Remember this? I believe it was your first time down Browns:



good stuff.


----------



## sarahkonamojo (May 20, 2004)

Well written lament.
Try to enjoy where you at the moment. There will be some good things to take with you wherever you go.


----------



## deepsouthpaddler (Apr 14, 2004)

Going from the great outdoors into corporate bullshit is one of the most depressing transitions one can make. Its a rude awakening.

Missing your old life is normal, but you will get where you need to by focusing on the future, which will always be different.

I've known a lot of folks who lived "the life" when they were young... only to get burned out by being a broke dirtbag living in a van down by the river. Many eventually turn to school, or some career change, as its very tough to live for a long time on next to nothing.

I also know a lot of folks who have a really good life despite holding down a corporate job (myself included). Corporate can pay well, and if you are in a good location, it can enable adventures. You gotta pay for creekboats, plane tickets and all the gear you yardsaled on bear creek.

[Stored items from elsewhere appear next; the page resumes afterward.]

PR #3827, opened 2025-01-06
Fix drag handle to allow text selection

### LINKED ISSUE #3724: Can't highlight text in text fields with mouse drag
### Your Environment

- Version used: Version 10.2.3 (10.2.3) installed with homebrew
- Operating System and version: macOS 15.1.1 (24B91)

### Expected Behavior

After creating a task, if I click on the text area, it becomes an active text input box, where I can type or edit the text. When I want to select more than just one word (which works by double clicking on a single word) from within the text field, I mouse click and drag to highlight a sentence.

### Current Behavior

At the moment, I cannot select multiple words by clicking and dragging with the mouse. The whole task becomes a draggable object and I cannot select the text I want.

1. Make a new task.
2. Type a task that is more than a single word, eg: "This is a test task and I want to highlight and copy this latter part of this task."
3. Enter.
4. Click on the text of the newly created task and see the text box appear.
5. Try click+drag to select multiple words. It should not work and the whole task moves and some glitchy space appears below the task and disappears after you click on the task again.

Yes

### Console Output

I don't see any.

Leadernelson:
Fixes #3724

Fix the issue where text in text fields cannot be highlighted by mouse drag without the whole task becoming a draggable object.

* Add `cdkDragHandle` directive to the `drag-handle` div in `src/app/features/tasks/task/task.component.html`.
* Update the `enterPredicate` method in `src/app/features/tasks/task-list/task-list.component.ts` to ensure it only allows drag events on the drag handle.

### DIFF
--- a/src/app/features/tasks/task-list/task-list.component.ts
+++ b/src/app/features/tasks/task-list/task-list.component.ts
@@ -122,23 +122,8 @@ export class TaskListComponent implements OnDestroy, AfterViewInit {
   }
 
   enterPredicate(drag: CdkDrag, drop: CdkDropList): boolean {
-    // TODO this gets called very often for nested lists. Maybe there are possibilities to optimize
-    const task = drag.data;
-    // const targetModelId = drag.dropContainer.data.listModelId;
-    const targetModelId = drop.data.listModelId;
-    const isSubtask = !!task.parentId;
-    // console.log(drag.data.id, { isSubtask, targetModelId, drag, drop });
-    // return true;
-    if (isSubtask) {
-      if (!PARENT_ALLOWED_LISTS.includes(targetModelId)) {
-        return true;
-      }
-    } else {
-      if (PARENT_ALLOWED_LISTS.includes(targetModelId)) {
-        return true;
-      }
-    }
-    return false;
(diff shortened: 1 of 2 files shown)


src/app/features/tasks/task-list/task-list.component.ts
```diff
@@ -122,23 +122,8 @@ export class TaskListComponent implements OnDestroy, AfterViewInit {
...
   enterPredicate(drag: CdkDrag, drop: CdkDropList): boolean {
-    // TODO this gets called very often for nested lists. Maybe there are possibilities to optimize
-    const task = drag.data;
-    // const targetModelId = drag.dropContainer.data.listModelId;
-    const targetModelId = drop.data.listModelId;
-    const isSubtask = !!task.parentId;
-    // console.log(drag.data.id, { isSubtask, targetModelId, drag, drop });
-    // return true;
-    if (isSubtask) {
-      if (!PARENT_ALLOWED_LISTS.includes(targetModelId)) {
```
johannesjo, line 133: I don't think we can remove this, since this handles the logic that prevents some illegal drag and drop operations.

PR #3895, opened 2025-01-14
sync title (aka summary) from SP -> CalDAV server

### LINKED ISSUE #3886: Support Title Sync: Super Productivity -> CalDAV Server
## Problem Statement
Following up on https://github.com/johannesjo/super-productivity/pull/3871

I'd like the title (aka summary) to sync from SP -> the CalDAV server for a task imported from a CalDAV server.
Note: This will not fix #3017 as this is only for imported tasks.

Why this as the next step?
1. We already have the title imported and editable on the SP side.
2. We already have the SP -> CalDAV setup and working for the task status.
3. As such, I believe this is the smallest next step possible

What should come after this? I'd propose:
1. If we delete a task in SP, delete it in CalDAV
2. Then add importing the description from CalDAV (it's there but in a diff field)
3. Then add sending the description SP -> CalDAV
4. Then once we have title, description, status, deletion all pushing SP -> CalDAV we can look into pulling updates on these things from CalDAV

Requirements:
- [ ] When you edit the title of a task in SP it is pushed to CalDAV (if imported from CalDAV
- [ ] Update the docs [here](https://github.com/johannesjo/super-productivity/blob/master/docs/caldav.md)

https://github.com/johannesjo/super-productivity/blob/master/docs/caldav.md

RayBB:
# Description

Have a task that was imported from CalDAV?
Now, when you update the title/summary it'll be pushed to the CalDAV server.

This is a basic draft for the PR. Looking to hear if there's any feedback.
The codebase has quite a lot going on so I'm not sure if I'm breaking any conventions.
Look forward to hearing more!

PS: I only changed the one line of the table in the readme but the linter changed the rest. Let me know if that needs to be pulled into a separate PR.

## Issues Resolved

Closes #3886

## Check List

  - I don't see any testing infra setup for CalDAV and I'm not so familiar with the tooling so pointers would be appreciated.

### DIFF
--- a/docs/caldav.md
+++ b/docs/caldav.md
@@ -1,33 +1,35 @@
 # CalDAV Features and Roadmap
 
 ## Overview
+
 Super Productivity offers basic CalDAV integration for importing and syncing tasks. This document outlines the current capabilities and limitations of the integration. If you're a developer and would like to improve the integration help would be very welcome.
 
 ## Feature Support Matrix
 
-| Feature | Import | Sync SP → CalDAV | Sync CalDAV → SP |
-|---------|---------|------------------|------------------|
-| Title | ✅ | ❌ | ❌ |
-| Description | ✅ | ❌ | ❌ |
-| Tags | ✅ | ❌ | ❌ |
-| Complete/Incomplete Status | ✅ | ✅* | ❌ |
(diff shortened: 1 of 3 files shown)


johannesjo:
Thank you very much! Looks good so far!

PR #7337, opened 2026-04-23
Add ext-idle-notify backend for Wayland idle detection

davidvornholt:
## Summary

This change adds a compositor-native Wayland idle detection backend for Linux builds and uses it before the existing `xprintidle` and `loginctl` fallbacks.

Specifically, it:

- adds a small Linux-only helper binary that subscribes to the standard `ext-idle-notify` Wayland protocol
- teaches the Electron idle handler to probe for that backend, start it when selected, and clean it up on shutdown
- builds the helper as part of `electron:build` and copies it into packaged Linux application outputs
- ignores generated helper binaries and local Rust build output so the repository only tracks source artifacts

## Root Cause

On Wayland, Super Productivity previously relied on three backends:

- GNOME Mutter D-Bus
- `xprintidle`
- `loginctl`

That worked poorly on compositors such as Niri, where the GNOME-specific path is unavailable, `xprintidle` is often absent, and `loginctl` may never report idle time for the session. In that configuration, idle detection remained stuck at `0ms`, so the idle dialog never appeared.

Using `ext-idle-notify` fixes this by asking the compositor directly for idle and resume notifications instead of relying on desktop-specific or systemd-specific fallbacks.

## Impact

- fixes idle detection on Niri and other Wayland compositors that implement `ext-idle-notify`
- keeps the existing GNOME, `xprintidle`, and `loginctl` paths as fallbacks
- does not add any dependency on ActivityWatch or compositor-specific external daemons

## Validation

- `npm run checkFile electron/idle-time-handler.ts`
- `npm run checkFile electron/start-app.ts`
- `npm run electron:build`
- `cargo check --manifest-path electron/wayland-idle-helper/Cargo.toml`
- manual verification on Fedora Niri: the helper connected successfully and the idle dialog started working once no idle-inhibiting app was active in the session


johannesjo:
Thanks for tackling this – the Niri/Wayland idle gap is real and using `ext-idle-notify-v1` is the right protocol choice. Reviewed with a mix of automated and manual passes. A few things to address before this can merge, plus a couple of nice-to-haves.

## Should change before merge

### 1. `npm run electron:build` now hard-fails on Linux without cargo
`tools/build-wayland-idle-helper.js` exits the whole build if `cargo` isn't installed. Every Linux contributor currently does *not* need Rust, so this is a silent regression — a first-time contributor running `electron:build` just gets `ENOENT cargo` with no pointer to what's wrong. `tools/afterPack.js` already has the right pattern: warn and skip if the binary is missing. Please mirror it:

- If `cargo` isn't on `PATH`, log a clear warning (e.g. `Rust toolchain not found — skipping Wayland idle helper. Install via https://rustup.rs if you need it`) and `return` instead of `process.exit(1)`.
- Optionally gate the build behind `BUILD_WAYLAND_IDLE_HELPER=1` or move it to a separate `npm run build:wayland-helper` script that `electron:build` calls best-effort.

Also please add `--locked` to the `cargo build` invocation so `Cargo.lock` is actually enforced on fresh checkouts / CI.

### 2. Probe mode duplicates the real startup path
Today: `_probeWaylandIdleHelper` spawns the helper with `--probe`, which does a full `init_wayland` (connects, binds `WlSeat` 1..=9, binds `ExtIdleNotifierV1`, *creates an idle notification*) and then exits — just to answer "does the protocol work?". Then moments later `_ensureWaylandIdleHelperStarted` spawns it again with `--timeout-ms` and repeats the exact same setup. That's two fork+execs and two full Wayland handshakes per cold start, plus a transient side-effect on the compositor.

More importantly, on some compositors `get_idle_notification` is async — the probe process may exit before the request is actually flushed, so the probe can report success for a setup that later fails in the long-lived helper.

Suggestion: drop `--probe` entirely. Make `test:` call `_ensureWaylandIdleHelperStarted()` directly and treat \"`ready` emitted within the timeout\" as the probe signal. This also collapses `Mode::Probe` in `main.rs`, the `execFile` import, and ~30 lines of TS state machine.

In my mid 20's I went through an existential crisis... fed up with the bullshit of corporate america, wanting to connect with nature, wanting to find something more fulfilling. Now, older, wiser, perhaps less idealistic I have found that a good job keeps me financially secure and enables my adventures. Joy is found with family, friends, kayaking, camping, and adventures, and corpoarate pays the bills. Works for me. 

Everyone has their own preferred path, and to each his own. One old school quote I really like... "there are many paths to the top of the mountain, but they all see the same moon on top". 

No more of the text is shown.